■ Your task
Where the string "comment" occurs in a line of the data below, that line should be copied.

■ Recorded information
PR #250, opened 2023-06-22
Add Validation on NodeDriver update/delete to prevent machine deletion

thatmidwesterncoder:
## Problem

Currently there is no validation on the `NodeDriver` object and when a node driver is disabled/deleted it currently removes the related CRDs which can result in machines being deleted and data loss.
 
## Solution

By adding a webhook for the `NodeDriver` resource we can validate that there are 0 rke1/rke2 machines using that driver before allowing the request to go through.
 
## Testing

1. Create a cluster with a node driver (digitalocean is what i used)
2. Go to the drivers page and try and disable the driver -> it will fail after this patch. 
3. Remove the cluster
4. Disabling the driver will go through as expected.


pkg/resources/management.cattle.io/v3/nodedriver/validator.go
```diff
@@ -0,0 +1,185 @@
...
+
+// interface that holds the methods necessary to hit the k8s api and fetch
+// whether rke1/2 resources are deleted
+type k8sAPI interface {
+	rke1ResourcesDeleted(ctx context.Context, driver *v3.NodeDriver) (bool, error)
+	rke2ResourcesDeleted(ctx context.Context, driver *v3.NodeDriver) (bool, error)
+}
+
+type k8sAPIImpl struct {
+	rest rest.Interface
```
KevinJoiner, line 51: We don't need to use a raw `rest.Interface` for our lookups. Instead, we should use one of our generated clients and caches. You can generate new ones for RKE1 and RKE2 machines here https://github.com/rancher/webhook/blob/release/v0.3/pkg/codegen/main.go#L30

pkg/resources/management.cattle.io/v3/nodedriver/validator.go
```diff
@@ -0,0 +1,185 @@
...
+
+	// the check to see if the driver is being disabled is either when we're
+	// running a delete operation OR an update operation where the active flag
+	// toggles from true -> false
+	var disablingDriver bool
+	if request.Operation == admissionv1.Delete && old.Spec.Active {
+		disablingDriver = true
+	} else if !new.Spec.Active && old.Spec.Active {
+		disablingDriver = true
+	}
```
KevinJoiner, line 98: Add a bit of future-proofing here if someone were to go and add a new operation for separate logic, we want to make sure this evaluates the same.
```suggestion
	if request.Operation == admissionv1.Delete && old.Spec.Active ||  request.Operation == admissionv1.Update && !new.Spec.Active && old.Spec.Active {
		disablingDriver = true
	}
```

KevinJoiner (changes requested):
Nice job on this, I appreciate you taking the time to match the structure of the other webhook Validators. Could you also add a readme for this validator? This is something new we are doing to add documentation on all of our webhook validations. Here are some references on what that looks like https://github.com/rancher/webhook/blob/dev/v0.3/README.md#docs & https://github.com/rancher/webhook/blob/dev/v0.3/pkg/resources/management.cattle.io/v3/roletemplate/RoleTemplate.md

pkg/resources/management.cattle.io/v3/nodedriver/validator.go
jakefhyde: Since these machines are dynamic, we cannot generate new clients for the rke1 or rke2 machines here. You can look here for an example of how we do this in rancher/rancher: https://github.com/rancher/rancher/blob/release/v2.7/pkg/controllers/capr/machineprovision/controller.go#L502

tl;dr we use `unstructured.Unstructured` with a dynamic client.

jakefhyde (changes requested):

pkg/resources/management.cattle.io/v3/nodedriver/validator.go
KevinJoiner: Ahh, my bad I always forget we have those dynamic CRDs. I think we should replicate the same behavior you linked and use [dynamic](https://github.com/rancher/lasso/tree/master/pkg/dynamic) to keep our clients consistent throughout Rancher.

pkg/resources/management.cattle.io/v3/nodedriver/validator.go
```diff
@@ -0,0 +1,185 @@
...
+	old, new, err := objectsv3.NodeDriverOldAndNewFromRequest(&request.AdmissionRequest)
+	if err != nil {
+		return nil, err
+	}
+
+	// hardcoded bypass - if the annotation is present we want to allow the
+	// driver to be disabled.
+	if old.Annotations[overrideAnnotation] == "true" || new.Annotations != nil && new.Annotations[overrideAnnotation] == "true" {
+		return admission.ResponseAllowed(), nil
+	}
```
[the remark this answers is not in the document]
thatmidwesterncoder: Sounds good, I removed the check for now.

pkg/resources/management.cattle.io/v3/nodedriver/validator.go
thatmidwesterncoder: Updated to use the `dynamic.Controller` class, injected through the `NewValidator(...)` function.

thatmidwesterncoder:
I added a commit to fix the golangci-lint errors it found - hopefully thats ok. If it isn't I can split that out into another PR.

pkg/resources/management.cattle.io/v3/nodedriver/NodeDriver.md
```diff
@@ -0,0 +1,11 @@
...
+
+Note: checks only run if a node driver is being disabled or deleted
+
+### RKE1 Nodes
+
+RKE1 Nodes are under the `nodes.management.cattle.io` CRD and watched via a controller+cache. When a request for disable/deletion of the driver comes in the validation will list all of the nodes and look through the `status.NodeTemplateSpec.Driver` field to see if any of the nodes are using the NodeDriver that is being requested to be disabled, if any are found the request will be denied.
+
+### RKE2 Nodes via DynamicDriver
+
+RKE2 Nodes can be created via their own CRD's (think `digitaloceanmachine.rke-machine.cattle.io` for the DigitalOcean NodeDriver) and thus need to be looked up with the dynamic client. If there are _any_ instances of the CRD for that NodeDriver the request will be denied.
```
KevinJoiner, line 11: Apologies, we just added these docs requirements, so the expected format may need a better explanation. The goal of these docs is to let users know what the webhook is checking in their cluster. So we do not want implementation details only high-level explanations. We are trying to emulate this page that is provided by K8s https://kubernetes.io/docs/reference/access-authn-authz/admission-controllers/#what-does-each-admission-controller-do
We also only need one section per Admitter. So this file would give an overview of how the validation stops users from disabling or deleting a driver that is in use.

pkg/resources/management.cattle.io/v3/nodedriver/validator.go
```diff
@@ -0,0 +1,163 @@
...
+	rke1ResourcesDeleted(driver *v3.NodeDriver) (bool, error)
+	rke2ResourcesDeleted(driver *v3.NodeDriver) (bool, error)
+}
+
+type k8sAPIImpl struct {
+	nodeCache controllersv3.NodeCache
+	dynamic   *dynamic.Controller
+}
+
+func NewValidator(nodeCache controllersv3.NodeCache, dynamic *dynamic.Controller) admission.ValidatingAdmissionHandler {
```
KevinJoiner, line 55: comment

pkg/resources/management.cattle.io/v3/nodedriver/validator.go
```diff
@@ -0,0 +1,163 @@
+package nodedriver
```
KevinJoiner, line 1: package comment
it can be something simple like
```suggestion
// Package nodedriver handles validation and creation for rke1 and rke2 nodedrivers.
package nodedriver
```

pkg/resources/management.cattle.io/v3/nodedriver/validator.go
```diff
@@ -0,0 +1,163 @@
...
+// whether rke1/2 resources are deleted
+type k8sAPI interface {
+	rke1ResourcesDeleted(driver *v3.NodeDriver) (bool, error)
+	rke2ResourcesDeleted(driver *v3.NodeDriver) (bool, error)
+}
+
+type k8sAPIImpl struct {
+	nodeCache controllersv3.NodeCache
+	dynamic   *dynamic.Controller
+}
```
KevinJoiner, line 53: Generally, we will put our required caches and clients directly on the object and then mock out the cache and the clients in our tests. `controllersv3.NodeCache` is already, so we would just need one for `*dynamic.Controller`. This may seem like just another way to implement what you already had, but when we mock the caches and clients we get better test coverage since the current implementation leaves `rke1ResourcesDeleted` and `rke2ResourcesDeleted` untested.
```suggestion
type admitter struct {
	nodeCache controllersv3.NodeCache
	dynamic   dynamicLister
}

type dynamicLister struct {
    List(gvk schema.GroupVersionKind, namespace string, selector labels.Selector) ([]runtime.Object, error) 
}
```

pkg/server/handlers.go
```diff
@@ -27,6 +28,7 @@ func Validation(clients *clients.Clients) ([]admission.ValidatingAdmissionHandle
 		provisioningCluster.NewProvisioningClusterValidator(clients),
 		machineconfig.NewValidator(),
 		nshandler.NewValidator(clients.K8s.AuthorizationV1().SubjectAccessReviews()),
+		nodedriver.NewValidator(clients.Management.Node().Cache(), clients.Dynamic),
```
KevinJoiner, line 31: @jakefhyde Do we use noddrivers in the downstream? If not, then this statement would need to be moved in the condition check on line 34.

pkg/resources/core/v1/secret/mutator.go
```diff
@@ -126,7 +126,7 @@ func (m *Mutator) admitCreate(secret *corev1.Secret, request *admission.Request)
 // admitDelete checks to see if there are any roleBindings owned by this secret which provide access to a role granting access to this secret
 // if so, it redacts the role so that it only grants delete access. This handles cases where users were given owner access to an individual secret
 // through a controller (like cloud-credentials), and delete the secret but keep the rbac
-func (m *Mutator) admitDelete(secret *corev1.Secret, request *admission.Request) (*admissionv1.AdmissionResponse, error) {
+func (m *Mutator) admitDelete(secret *corev1.Secret, _ *admission.Request) (*admissionv1.AdmissionResponse, error) {
```
KevinJoiner, line 129: If this is not implementing an interface, you can just delete the argument altogether.

pkg/resources/management.cattle.io/v3/nodedriver/validator.go
```diff
@@ -0,0 +1,163 @@
...
+// looking from the displayName of the driver.
+func (k *k8sAPIImpl) rke2ResourcesDeleted(driver *v3.NodeDriver) (bool, error) {
+	gvk := schema.GroupVersionKind{
+		Group:   "rke-machine.cattle.io",
+		Version: "v1",
+		Kind:    driver.Spec.DisplayName + "machine",
+	}
+	machines, err := k.dynamic.List(gvk, "", labels.Everything())
+	if err != nil {
+		return false, err
```
KevinJoiner, line 155: wrap error from external function call

pkg/resources/management.cattle.io/v3/nodedriver/validator.go
```diff
@@ -0,0 +1,163 @@
...
+	return admission.ResponseAllowed(), nil
+}
+
+// // RKE1
+// this one is a bit more clean since we're just looking at nodes with
+// the <displayname> provider
+func (k *k8sAPIImpl) rke1ResourcesDeleted(driver *v3.NodeDriver) (bool, error) {
+	nodes, err := k.nodeCache.List("", labels.Everything())
+	if err != nil {
+		return true, err
```
KevinJoiner, line 128: 1. wrap errors from external function calls.
2. return the default value of a bool when err is not nil.
```suggestion
		return false, err
```

KevinJoiner (changes requested):

pkg/server/handlers.go
jakefhyde: not in the downstream no

pkg/resources/management.cattle.io/v3/nodedriver/validator.go
```diff
@@ -0,0 +1,158 @@
...
+	// toggles from true -> false
+	var disablingDriver bool
+	if (request.Operation == admissionv1.Delete && oldObject.Spec.Active) ||
+		(request.Operation == admissionv1.Update && !newObject.Spec.Active && oldObject.Spec.Active) {
+		disablingDriver = true
+	}
+
+	if !disablingDriver {
+		return admission.ResponseAllowed(), nil
+	}
```
KevinJoiner, line 98: nit: could be simplified but this is more styltic so if you think it is easier to read the way you had it there is no need to change.
```suggestion
	if !(request.Operation == admissionv1.Delete && oldObject.Spec.Active) &&
		!(request.Operation == admissionv1.Update && !newObject.Spec.Active && oldObject.Spec.Active) {
		return admission.ResponseAllowed(), nil
	}
```

pkg/server/handlers.go
KevinJoiner: Cool! @thatmidwesterncoder an you move this inside the `if clients.MultiClusterManagement ` condition since those validators only run in the local cluster.

KevinJoiner (changes requested):

KevinJoiner (approved):

jakefhyde (approved):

■ Final answer
KevinJoiner, line 55: comment
KevinJoiner, line 1: package comment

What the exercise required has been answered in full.